However, getting standard errors of the estimated coefficients is a bit more complicated. Typically, we would use diagonal elements of the inverted Gram matrix and multiply them by standard deviation of the residuals. The problem is that calculating residuals requires going through all observations all over again. This not only increases the execution time. It poses a major technical difficulty as it requires the dataset to be invariant for the duration of the algorithm execution (which is assumed to be at least several hours). To fix this, one would have to tinker with the data flow in the entire system which can greatly inflate project’s costs.

Fortunately, there is trick that can rescue us here. Instead of quadratic mean of residuals, one can use standard deviation of the success variable. Note that the latter must be greater than the former: the former is the

quadratic mean of residuals for the entire model and the latter is the quadratic mean of residuals for the model with a constant only. This guarantees that the standard errors will be overestimated which is much better than having them underestimated or all over the place. Moreover, for small average success ratio, the two will be close. In fact, it is easy to show that under some plausible conditions as the average success ratio goes to zero, the two are the same in the limit. And for banner impressions, the average success ratio (e.g.

CTR) is, no doubt, small.

No amount of theoretical divagations can replace an empirical test. It is thus necessary to check ex post whether statistical inference using the above simplifications is indeed valid. To do that, I estimate a number of models (keep in mind that I have 10000 variables) and check how frequently the estimated coefficients are within the 95% confidence intervals. I expect them to be there slightly more often than 95% of the time (due to overestimation of standard errors) and indeed, this is what I find.

Finally, I cannot write a section about statistical inference without bashing

p-values and

t-statistics. I strongly discourage you from using them. A single number is often not enough to facilitate good judgment about the estimated coefficient. p-value typically answers a question like: “how likely is it, that the coefficient is on the opposite side of zero?” - Is this really what you want to know? The notion of

statistical significance is often misleading. You can have a statistically insignificant coefficient whose confidence interval is so close to zero that any meaningful influence on the dependent variable is ruled out: you can then say that your data conclusively show that there is no influence (rather than that the data do not show that there is influence). Also, you can have a statistically significant coefficient with very high t-statistic, which is

economically insignificant or economically significant but estimated very imprecisely. Thus, instead of p-values and t-statistics I suggest using confidence intervals. The question they answer is: what are the likely values of the coefficient? And this is what you actually want to know most of the time.

**Data refinements**
Oops. You have a nice OLS algorithm which supports valid statistical inference.
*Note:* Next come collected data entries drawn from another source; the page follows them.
PR #1448, opened 2022-03-29
Update core_starmc1.h

AlbertHuang-CPU:
Add macro define of __STAR_MC


grasci-arm:

JonatanAntoni:
@AlbertHuang-CPU, please fix the warnings. CMSIS-Headers are often used by copy from the development branch. In order to keep track we have version and date information in each file which need to be updated on every change.

PR #1450, opened 2022-03-29
Fixing compilation issue with Visual Studio 2022 in Arm64EC

jbr-smtg:
Dear @christophe0606, 

The goal of this pull request is to fix a compilation issue encountered with Visual Studio 2022 if the Arm64EC mode is used.
For some reasons, including the <arm_neon.h> directly in Arm/Arm64 works, but not in Arm64EC. As a workaround it is possible to use <arm64_neon.h> instead in Arm64EC.

I don't know if there is a particular reason for Microsoft to do that (I have asked here: https://docs.microsoft.com/en-us/answers/questions/791892/why-is-it-not-working-to-include-arm-neonh-in-a-ar.html). This might also just be a bug on Microsoft side?

Meanwhile for CMSIS to support Visual Studio 2022 with Arm64EC, the following change is required.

You tested it with you generated data and it works fine. Now you apply it to real data and the Gram matrix does not want to invert or inverts with precision r > 1. You quickly realize that it is because the data have a lot of constant, perfectly correlated, and

multicollinear variables. How to deal with that?

Sure, you can force users to limit themselves only to variables which are neither perfectly correlated nor multi-collinear. But when they are using thousands of variables, it may take a lot of effort to figure it out. Also, running an algorithm for several hours only to learn that it fails because you stuffed it with a bad variable (and it does not tell you which one is bad!) simply does not seem right. Fortunately, as it turns out, all these problems can be fixed with analysis and manipulations on the already-calculated Gram matrix.
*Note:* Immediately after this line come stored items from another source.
PR #146, opened 2021-06-02
only install certbot-repo when letsencrypt is used

crosscodr:


crosscodr:
Rebased this PR.

tasks/repositories.yml
```diff
@@ -30,3 +31,4 @@
     - ppa:bigbluebutton/support
     - ppa:rmescandon/yq
     - ppa:certbot/certbot
+  when: (item == 'ppa:certbot/certbot' and bbb_letsencrypt_enable | bool) or item != 'ppa:certbot/certbot'
```
BrutalBirdie, line 34: Doesn't this block the installation of:
```yaml
 - ppa:bigbluebutton/support
- ppa:rmescandon/yq
```
when `bbb_letsencrypt_enable` is `false`?

---

Thinking . . . 🤔
nah wait the logic is like this:

iterate the list, and install when `item` is `ppa:certbot/certbot' and bbb_letsencrypt_enable` or not `ppa:certbot/certbot`

Ok then this makes sense.

BrutalBirdie (approved):

tasks/repositories.yml
crosscodr: Yes, it works out. I have this version in production. Thanks for approving!
Unfortunately, there is no nicer way to do this with ansible. At least, i don't know one.
I thought about another option. The simplest is to write an extra task. But this is rather verbose.
I liked this better.

Davka (approved):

The first refinement I suggest is dropping features that are present too few times (e.g. less than 1000). You can find them by examining diagonal entries of the Gram matrix. To drop a variable you can just delete appropriate row and column from the Gram matrix as well as corresponding entry form the success count vector. After such a delete operation, what you are left with is the same as if you did not consider the deleted variable to begin with. Clear cut.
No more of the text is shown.